● Work task
Give again, word for word, every line in the entries below from the line with "example implementation and" up to and including the line with "This closes #576", and no other line.
___ Given information ___
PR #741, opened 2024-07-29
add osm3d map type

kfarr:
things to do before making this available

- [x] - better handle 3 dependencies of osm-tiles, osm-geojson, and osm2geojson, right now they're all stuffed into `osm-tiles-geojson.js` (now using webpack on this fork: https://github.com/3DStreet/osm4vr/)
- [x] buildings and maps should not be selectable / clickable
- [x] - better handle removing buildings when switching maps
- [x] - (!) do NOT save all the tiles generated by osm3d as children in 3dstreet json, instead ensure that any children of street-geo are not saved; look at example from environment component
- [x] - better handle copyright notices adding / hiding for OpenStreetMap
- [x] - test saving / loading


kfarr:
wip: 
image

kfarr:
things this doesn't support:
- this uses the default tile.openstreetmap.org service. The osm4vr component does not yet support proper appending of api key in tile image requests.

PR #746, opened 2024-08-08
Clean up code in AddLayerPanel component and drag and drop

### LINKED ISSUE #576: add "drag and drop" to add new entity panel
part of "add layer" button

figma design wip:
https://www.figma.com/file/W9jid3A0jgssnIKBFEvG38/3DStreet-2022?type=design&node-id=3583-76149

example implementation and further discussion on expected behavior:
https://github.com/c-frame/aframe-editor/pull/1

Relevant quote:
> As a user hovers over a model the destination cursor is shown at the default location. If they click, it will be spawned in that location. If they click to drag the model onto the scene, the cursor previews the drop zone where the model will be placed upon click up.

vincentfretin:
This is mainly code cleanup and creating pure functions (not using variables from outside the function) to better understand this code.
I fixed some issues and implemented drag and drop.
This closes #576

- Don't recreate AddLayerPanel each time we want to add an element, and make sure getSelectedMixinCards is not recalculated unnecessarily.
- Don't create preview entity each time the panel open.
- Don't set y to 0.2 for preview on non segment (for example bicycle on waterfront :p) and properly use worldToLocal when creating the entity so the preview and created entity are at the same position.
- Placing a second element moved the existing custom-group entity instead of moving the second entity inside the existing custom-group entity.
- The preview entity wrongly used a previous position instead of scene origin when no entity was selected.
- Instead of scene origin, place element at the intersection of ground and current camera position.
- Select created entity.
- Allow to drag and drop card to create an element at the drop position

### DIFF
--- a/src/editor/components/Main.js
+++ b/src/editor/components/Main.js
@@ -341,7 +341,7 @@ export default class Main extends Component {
___
___ Given information ___
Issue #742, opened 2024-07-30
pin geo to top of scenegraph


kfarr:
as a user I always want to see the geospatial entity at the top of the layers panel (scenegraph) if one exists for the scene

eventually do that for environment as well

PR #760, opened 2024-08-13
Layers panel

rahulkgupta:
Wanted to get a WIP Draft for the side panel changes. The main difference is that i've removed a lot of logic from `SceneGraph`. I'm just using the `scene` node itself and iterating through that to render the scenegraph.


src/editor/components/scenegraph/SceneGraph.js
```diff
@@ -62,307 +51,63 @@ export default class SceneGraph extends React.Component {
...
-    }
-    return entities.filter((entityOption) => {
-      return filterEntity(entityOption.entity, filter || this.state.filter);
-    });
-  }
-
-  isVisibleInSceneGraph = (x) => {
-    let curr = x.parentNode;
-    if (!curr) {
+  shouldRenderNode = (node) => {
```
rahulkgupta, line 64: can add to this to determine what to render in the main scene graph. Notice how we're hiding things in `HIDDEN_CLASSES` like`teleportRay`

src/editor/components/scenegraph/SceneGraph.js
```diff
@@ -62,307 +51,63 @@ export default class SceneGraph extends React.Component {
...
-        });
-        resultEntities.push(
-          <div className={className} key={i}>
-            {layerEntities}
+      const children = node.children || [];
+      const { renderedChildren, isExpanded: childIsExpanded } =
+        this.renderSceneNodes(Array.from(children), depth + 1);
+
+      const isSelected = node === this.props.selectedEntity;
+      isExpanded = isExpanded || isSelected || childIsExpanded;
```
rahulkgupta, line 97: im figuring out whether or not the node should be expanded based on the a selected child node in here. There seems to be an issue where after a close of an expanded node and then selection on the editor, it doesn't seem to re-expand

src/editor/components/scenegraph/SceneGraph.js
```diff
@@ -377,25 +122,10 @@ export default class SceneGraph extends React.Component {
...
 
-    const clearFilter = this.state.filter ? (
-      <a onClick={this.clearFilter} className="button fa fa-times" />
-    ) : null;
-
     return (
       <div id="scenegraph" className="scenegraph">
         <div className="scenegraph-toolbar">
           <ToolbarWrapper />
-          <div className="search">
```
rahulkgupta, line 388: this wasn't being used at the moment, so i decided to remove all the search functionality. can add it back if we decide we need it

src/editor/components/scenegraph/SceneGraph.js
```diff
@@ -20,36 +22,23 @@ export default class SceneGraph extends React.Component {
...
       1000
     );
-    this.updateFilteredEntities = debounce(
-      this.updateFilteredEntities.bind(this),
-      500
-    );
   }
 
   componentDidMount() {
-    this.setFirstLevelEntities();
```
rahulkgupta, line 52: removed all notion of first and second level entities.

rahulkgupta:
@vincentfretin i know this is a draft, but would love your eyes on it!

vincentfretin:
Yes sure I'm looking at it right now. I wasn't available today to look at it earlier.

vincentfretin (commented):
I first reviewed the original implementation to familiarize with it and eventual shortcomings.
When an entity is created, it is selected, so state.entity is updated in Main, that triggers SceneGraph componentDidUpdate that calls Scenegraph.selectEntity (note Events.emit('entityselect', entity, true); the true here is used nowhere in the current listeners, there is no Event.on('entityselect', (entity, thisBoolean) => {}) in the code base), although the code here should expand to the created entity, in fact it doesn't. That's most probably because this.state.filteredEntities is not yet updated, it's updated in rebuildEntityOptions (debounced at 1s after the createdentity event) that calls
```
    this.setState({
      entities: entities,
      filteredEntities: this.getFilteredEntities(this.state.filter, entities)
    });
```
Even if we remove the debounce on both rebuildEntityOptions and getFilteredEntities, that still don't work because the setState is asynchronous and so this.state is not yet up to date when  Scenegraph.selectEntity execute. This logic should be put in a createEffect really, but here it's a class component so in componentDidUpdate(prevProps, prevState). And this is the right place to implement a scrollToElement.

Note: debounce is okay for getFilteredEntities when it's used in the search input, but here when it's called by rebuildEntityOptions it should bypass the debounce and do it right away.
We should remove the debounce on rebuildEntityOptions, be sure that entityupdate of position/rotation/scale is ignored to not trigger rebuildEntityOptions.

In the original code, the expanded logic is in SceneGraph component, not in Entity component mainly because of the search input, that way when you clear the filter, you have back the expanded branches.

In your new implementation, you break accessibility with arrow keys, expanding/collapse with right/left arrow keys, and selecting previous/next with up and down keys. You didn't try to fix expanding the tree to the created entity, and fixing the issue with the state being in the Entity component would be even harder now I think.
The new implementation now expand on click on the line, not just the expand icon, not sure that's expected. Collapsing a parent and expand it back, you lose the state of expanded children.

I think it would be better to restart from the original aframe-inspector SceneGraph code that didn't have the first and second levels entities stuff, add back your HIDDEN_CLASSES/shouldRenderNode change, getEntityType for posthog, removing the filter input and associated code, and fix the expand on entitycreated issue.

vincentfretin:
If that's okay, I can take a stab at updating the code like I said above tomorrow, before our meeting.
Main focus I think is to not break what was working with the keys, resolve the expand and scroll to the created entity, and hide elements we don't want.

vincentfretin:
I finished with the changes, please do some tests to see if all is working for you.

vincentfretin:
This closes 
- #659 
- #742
___
● Output of the task
example implementation and further discussion on expected behavior:
https://github.com/c-frame/aframe-editor/pull/1

Relevant quote:
> As a user hovers over a model the destination cursor is shown at the default location. If they click, it will be spawned in that location. If they click to drag the model onto the scene, the cursor previews the drop zone where the model will be placed upon click up.

vincentfretin:
This is mainly code cleanup and creating pure functions (not using variables from outside the function) to better understand this code.
I fixed some issues and implemented drag and drop.
This closes #576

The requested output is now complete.